What the task requires: If a line below contains the string "look", copy it out.

Stored items
PR #2503, opened 2023-03-08
PP-10701: Add `/v1/agreement/{agreementExternalId}/event` endpoint

alan-gds:
* Gets all events for an agreement and all of its associated payment instruments
* Includes events for old payment instruments that have been superseded by a new one
* A service Id must be provided in the request

The new `EventDto` class introduced in this PR is not named consistently with other DTO classes in this project.  Following this work, we will rename the existing `Event` class to `EventEntity`, and rename `EventDto` to `event`.  We will also remove the unused `/v1/event/{eventId}` endpoint, which is the only place that currently exposes the existing `Event` class.


src/main/java/uk/gov/pay/ledger/agreement/dao/AgreementDao.java
```diff
@@ -130,6 +148,18 @@ public Long getTotalForSearch(AgreementSearchParams searchParams) {
         });
     }
 
+    // Includes events for all associated payment instruments, including old payment instruments that have been replaced.
+    public List<Event> findAssociatedEvents(AgreementEntity agreementEntity, String serviceId) {
```
kbottla, line 152: Can we just pass agreement external ID as entity entity object is not needed

src/main/java/uk/gov/pay/ledger/agreement/dao/AgreementDao.java
```diff
@@ -87,6 +89,22 @@ public class AgreementDao {
             "FROM agreement a " +
             ":searchExtraFields";
 
+    private static final String SELECT_ASSOCIATED_EVENTS = "SELECT results.* FROM " +
+            "(" +
+                "SELECT e.id, e.sqs_message_id, e.service_id, e.live, 'payment_instrument' AS resource_type_name, " +
+                "e.resource_external_id, e.parent_resource_external_id, e.event_date, e.event_type, e.event_data " +
+                "FROM agreement a " +
```
kbottla, line 96: We don't need to join agreement table as no data is needed from it. I think querying just by agreement ID should be fine

Join between payment_instrument and event table is an inner join. Worth checking if index on event table is being used for this query

src/main/java/uk/gov/pay/ledger/event/model/EventDto.java
```diff
@@ -0,0 +1,98 @@
...
+                    event.getResourceType(),
+                    event.getEventType(),
+                    event.getEventDate(),
+                    event.getLive(),
+                    event.getServiceId(),
+                    objectMapper.readValue(event.getEventData(), new TypeReference<>() {
+                    })
+            );
+        }
+        catch (IOException e) {
```
kbottla, line 63: It would be good to have tests for this (if not exists already) as there are a few different paths here

src/main/java/uk/gov/pay/ledger/agreement/service/AgreementService.java
```diff
@@ -111,7 +122,16 @@ public AgreementSearchResponse searchAgreements(AgreementSearchParams searchPara
                 .withPaginationBuilder(paginationBuilder);
     }
 
+    public List<EventDto> findEvents(String agreementExternalId, String serviceId) {
+        var agreementEntity = findAgreementEntity(agreementExternalId, true, null, serviceId)
```
kbottla, line 126: It would be good to test 404 exception too

src/main/java/uk/gov/pay/ledger/agreement/dao/AgreementDao.java
alan-gds: Yes, there is an index on event.resource_external_id.

No data is selected from the agreement table, but it is needed in the join because it is used for filtering by serviceId.  I could get rid of it if it is the case that the serviceId column in the event table will always be populated for payment instrument events.  I don't *think* this is the case, but I may be wrong - do you know?

alan-gds: On reflection, I can get rid of the join if I just stop checking the serviceId in the query entirely - it's already checked when we look up the agreement entity in the service (to ensure the agreement exists).

src/main/java/uk/gov/pay/ledger/event/model/EventDto.java
alan-gds: I've moved the return up into the catch, to make the flow clearer.  Do we still need tests?

src/main/java/uk/gov/pay/ledger/agreement/service/AgreementService.java
alan-gds: Agreed; done

src/main/java/uk/gov/pay/ledger/agreement/dao/AgreementDao.java
alan-gds: Yes, that makes sense.  I am still going to look up the entity so that we can return a 404 if it's not found, but we don't need to pass the whole thing to the DAO.

src/main/java/uk/gov/pay/ledger/agreement/resource/AgreementResource.java
```diff
@@ -91,4 +89,22 @@ public Agreement get(@Parameter(description = "The unique external id for the ag
...
-}
\ No newline at end of file
+
+    @Path("/{agreementExternalId}/event")
+    @GET
+    @Timed
+    @Operation(
+            summary = "Find agreement events by agreement ID",
+            responses = {
+                    @ApiResponse(responseCode = "200", description = "OK", content = @Content(schema = @Schema(implementation = Agreement.class))),
```
kbottla, line 99: schema is `Agreement.class` but schema returned is `List<EventDto>`

src/main/java/uk/gov/pay/ledger/agreement/dao/AgreementDao.java
```diff
@@ -87,6 +89,21 @@ public class AgreementDao {
...
+                "FROM payment_instrument pi " +
+                "JOIN event e ON e.resource_external_id = pi.external_id " +
+                "WHERE pi.agreement_external_id = :externalId " +
+                "UNION SELECT " +
+                "e.id, e.sqs_message_id, e.service_id, e.live, 'agreement' AS resource_type_name, e.resource_external_id, " +
+                "e.parent_resource_external_id, e.event_date, e.event_type, e.event_data " +
+                "FROM event e " +
+                "WHERE e.resource_external_id = :externalId " +
+            ") AS results " +
+            "ORDER BY results.event_date";
```
kbottla, line 105: Can the order (asc, desc) be specified explicitly so it is clear when reading the query?

src/main/java/uk/gov/pay/ledger/agreement/resource/AgreementResource.java
alan-gds: Oops, good spot.  I've changed it to `AgreementEventsResponse.class`, by analogy with a similar endpoint in `TransactionResource`.

src/main/java/uk/gov/pay/ledger/agreement/dao/AgreementDao.java
alan-gds: Happy to make this more explicit - done.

Worked solution:
alan-gds: On reflection, I can get rid of the join if I just stop checking the serviceId in the query entirely - it's already checked when we look up the agreement entity in the service (to ensure the agreement exists).
alan-gds: Yes, that makes sense.  I am still going to look up the entity so that we can return a 404 if it's not found, but we don't need to pass the whole thing to the DAO.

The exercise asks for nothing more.